WHAT TO DO –
In the data below, which lines hold "stuff"? Copy every one.

***** RECORDS *****

PR #305, opened 2016-05-04
plugin reorg: merge subdirs, split master/node

danwinship:
The plugins/osdn vs plugins/osdn/ovs split was based on the idea that the code in plugins/osdn would eventually also be used by other plugins. Given that this is no longer expected to happen, there's no point in keeping the split.

OTOH, we *do* want to be able to split the master and node code apart more easily, and that's easier to do once everything is merged together, and that's what the second part of this branch does.

@openshift/networking PTAL. You'll probably want to review commit-by-commit.


plugins/osdn/plugin.go
```diff
@@ -44,6 +64,26 @@ func CreatePlugin(registry *Registry, multitenant bool, hostname string, selfIP
 	return plugin, err
 }
 
+func isOsdnPlugin(pluginType string) bool {
+	switch strings.ToLower(pluginType) {
+	case SingleTenantPluginName:
+		return true
+	case MultiTenantPluginName:
+		return true
```
pravisankar: L68-L72 can be simplified:
case SingleTenantPluginName, MultiTenantPluginName:
     return true

plugins/osdn/proxy.go
```diff
@@ -24,11 +28,17 @@ type ovsProxyPlugin struct {
...
-	}, nil
+// Called by higher layers to create the proxy plugin instance; only used by nodes
+func NewProxyPlugin(pluginType string, osClient *osclient.Client, kClient *kclient.Client) (api.FilteringEndpointsConfigHandler, error) {
+	switch strings.ToLower(pluginType) {
+	case MultiTenantPluginName:
+		return &ovsProxyPlugin{
+			registry: NewRegistry(osClient, kClient),
+			podsByIP: make(map[string]*kapi.Pod),
+		}, nil
+	}
```
pravisankar: If we expose isMultitenantPlugin() in plugins/osdn/plugin.go, then we can use it here:
```
if IsMultitenantPlugin(pluginType) {
   return &ovsProxyPlugin{...}
}
```

pravisankar:
We changed openshift-sdn-docker-setup.sh and openshift-sdn-ovs paths, need to update origin.spec and contrib/node/install-sdn.sh on the origin repo.

plugins/osdn/common.go
```diff
@@ -10,34 +10,28 @@ import (
...
-
-	AddServiceRules(service *kapi.Service, netID uint) error
-	DeleteServiceRules(service *kapi.Service) error
-
-	UpdatePod(namespace string, name string, id kubetypes.DockerID) error
-}
+const (
+	SingleTenantPluginName string = "redhat/openshift-ovs-subnet"
+	MultiTenantPluginName  string = "redhat/openshift-ovs-multitenant"
+)
```
pravisankar: Move these constants under pkg/ so that CLI and plugins/osdn can reuse it.

plugins/osdn/common.go
```diff
@@ -50,15 +44,29 @@ type OsdnController struct {
...
+	}
+	return createPlugin(osClient, kClient, isMultitenantPlugin(pluginType), "", "")
+}
+
+// Called by higher layers to create the plugin SDN node instance
+func NewNodePlugin(pluginType string, osClient *osclient.Client, kClient *kclient.Client, hostname string, selfIP string) (api.OsdnPlugin, error) {
+	if !isOsdnPlugin(pluginType) {
+		return nil, nil
+	}
+	return createPlugin(osClient, kClient, isMultitenantPlugin(pluginType), hostname, selfIP)
```
pravisankar: We could pass pluginType to createPlugin() [L52, L60] and in L93, we can evaluate if the plugin is multitenant or not in one place:
```
plugin := &OsdnController{
 	multitenant:  IsMultitenantPlugin(pluginType) ,
...
```

plugins/osdn/node.go
```diff
@@ -0,0 +1,179 @@
...
+	mtu             uint
+}
+
+// Called by higher layers to create the plugin SDN node instance
+func NewNodePlugin(pluginType string, osClient *osclient.Client, kClient *kclient.Client, hostname string, selfIP string, mtu uint) (api.OsdnNodePlugin, error) {
+	if !isOsdnPlugin(pluginType) {
+		return nil, nil
+	}
+
+	log.Infof("Starting with configured hostname '%s' (IP '%s')", hostname, selfIP)
```
pravisankar: include MTU in the log message?

danwinship:
Updated. I moved the constants into plugins/osdn/api/ rather than pkg/, since that seemed to be consistent with the rest of what we're doing.

Corresponding origin branch is "merge-and-split" in danwinship/origin

dcbw:
LGTM

pkg/cmd/admin/network/isolate_projects.go
```diff
@@ -9,6 +9,8 @@ import (
 	kcmdutil "k8s.io/kubernetes/pkg/kubectl/cmd/util"
 	kerrors "k8s.io/kubernetes/pkg/util/errors"
 
+	osdnapi "github.com/openshift/openshift-sdn/plugins/osdn/api"
```
pravisankar: I think we don't want pkg/cmd to depend on plugins/, please check https://github.com/openshift/openshift-sdn/pull/233

plugins/osdn/common.go
```diff
@@ -95,105 +30,6 @@ func isMultitenantPlugin(pluginType string) bool {
...
-		_, err := ipt.EnsureRule(iptables.Prepend, iptables.Table(rule.table), iptables.Chain(rule.chain), rule.args...)
-		if err != nil {
-			return err
-		}
-	}
-
-	return nil
-}
-
 func GetNodeIP(node *kapi.Node) (string, error) {
```
pravisankar: We could move GetNodeIP() to plugins/osdn/subnets.go, that's where we handle node related stuff.

pravisankar: Also HostSubnetToString() definition in plugins/osdn/subnets.go ?

pkg/cmd/admin/network/isolate_projects.go
danwinship: OK then, for now I'm going to just revert the pkg/cmd/ part of the change; we already have origin/pkg/sdn/api and openshift-sdn/plugins/osdn/api, and the latter already depends on random stuff from kubernetes that we presumably don't want "oc" depending on, so it can't be moved wholesale to openshift-sdn/pkg/. So that means we would need some third "api" directory in openshift-sdn/pkg/ with some slightly different name, which will just be confusing.

We can revisit this in a later cleanup.

plugins/osdn/common.go
danwinship: Moved GetNodeIP(), left HostSubnetToString() since it's called from multiple files

danwinship:
Repushed with:

- pkg/cmd/ no longer imports plugin names from plugins/osdn/api
- common.go:GetNodeIP() is now subnets.go:getNodeIP()
- a bunch of other functions are also renamed to initial-lowercase since they don't need to be exported now that there's only a single namespace

I guess this should probably wait until after #303 though

pravisankar:
> Merge plugins/osdn/ovs into plugins/odsn
typo *osdn

pravisankar:
Good cleanup/reorg, LGTM

danwinship:
@openshift/networking updated; I ran the extended networking tests locally, but you might want to wait for the origin PR to finish the other tests before merging this

danwinship:
btw @pravisankar my version of this rebased on top of #303 is danwinship:merge-and-split-303, though that's based on an earlier version of this branch, and also I never tried compiling it, so it probably has bugs

danwinship:
dropped "Move plugin name constants into plugins/osdn/api/" since those constants are no longer used outside of openshift-sdn after Ravi's addition of IsOpenShiftNetworkPlugin() and IsOpenShiftMultiTenantNetworkPlugin().

dcbw:
LGTM

plugins/osdn/common.go
```diff
@@ -10,33 +10,22 @@ import (
...
-	AddServiceRules(service *kapi.Service, netID uint) error
-	DeleteServiceRules(service *kapi.Service) error
-
-	UpdatePod(namespace string, name string, id kubetypes.DockerID) error
-}
-
 type OsdnController struct {
-	pluginHooks        PluginHooks
 	pluginName         string
+	multitenant        bool
```
pravisankar: We don't need `multitenant` anymore?
Now we got the pluginName, can use IsOpenShiftMultitenantNetworkPlugin(oc.pluginName) where ever required.

plugins/osdn/node.go
```diff
@@ -0,0 +1,140 @@
...
+	localSubnet        *osapi.HostSubnet
+	hostName           string
+	podNetworkReady    chan struct{}
+	vnids              vnidMap
+	iptablesSyncPeriod time.Duration
+	mtu                uint
+}
+
+// Called by higher layers to create the plugin SDN node instance
+func NewNodePlugin(pluginName string, osClient *osclient.Client, kClient *kclient.Client, hostname string, selfIP string, iptablesSyncPeriod time.Duration, mtu uint) (api.OsdnNodePlugin, error) {
```
pravisankar: We have NewNodePlugin(), NewProxyPlugin() but for master it is StartMaster()..can we reintroduce NewMasterPlugin() to be consistent?

plugins/osdn/node.go
```diff
@@ -0,0 +1,140 @@
...
+
+	kapi "k8s.io/kubernetes/pkg/api"
+	kclient "k8s.io/kubernetes/pkg/client/unversioned"
+	kubeletTypes "k8s.io/kubernetes/pkg/kubelet/container"
+	kexec "k8s.io/kubernetes/pkg/util/exec"
+	kubeutilnet "k8s.io/kubernetes/pkg/util/net"
+)
+
+type OsdnNode struct {
+	multitenant        bool
```
pravisankar: Store pluginName instead, we can always deduce if it is multitenant or not.

plugins/osdn/common.go
danwinship: Later in the branch, both pluginName and multitenant go away in OsdnMaster, and pluginName goes away in OsdnNode. (Keeping oc.multitenant rather than keeping oc.pluginName and using IsOpenShiftMultiTenantNetworkPlugin() involved less code change.)

plugins/osdn/node.go
danwinship: We could... but look at the code in origin: https://github.com/openshift/origin/pull/9476/files#diff-232120b6845c4d46e68c543a21dbf8c8L377. The master plugin object didn't get used anyway, origin just created it, called Start() on it, and then forgot about it.

I think with a bit of further rewriting we should eventually be able to similarly squash the node and proxy code too; right now they're created and started in different files, but I don't think that's actually necessary.

plugins/osdn/node.go
danwinship: I could, but after creation time, we'd never actually use the plugin name for anything other than checking if it's multitenant, so that kind of seems like a waste. (Well, ok, plugin.Name() would make more sense if we had the pluginName rather than multitenant, I guess...)

So should I change it or not?

pravisankar: I thought we could use pluginName for logging instead of saying single-tenant/multi-tenant plugin but looks like we are already logging pluginName as part of NewNodePlugin(). I'm fine with the current code. Since this is internal stuff we can store pluginName later when needed.

plugins/osdn/node.go
pravisankar: ok

pravisankar:
LGTM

*****

EXERCISE ANSWER –
pravisankar: We could move GetNodeIP() to plugins/osdn/subnets.go, that's where we handle node related stuff.
danwinship: OK then, for now I'm going to just revert the pkg/cmd/ part of the change; we already have origin/pkg/sdn/api and openshift-sdn/plugins/osdn/api, and the latter already depends on random stuff from kubernetes that we presumably don't want "oc" depending on, so it can't be moved wholesale to openshift-sdn/pkg/. So that means we would need some third "api" directory in openshift-sdn/pkg/ with some slightly different name, which will just be confusing.
pravisankar: I thought we could use pluginName for logging instead of saying single-tenant/multi-tenant plugin but looks like we are already logging pluginName as part of NewNodePlugin(). I'm fine with the current code. Since this is internal stuff we can store pluginName later when needed.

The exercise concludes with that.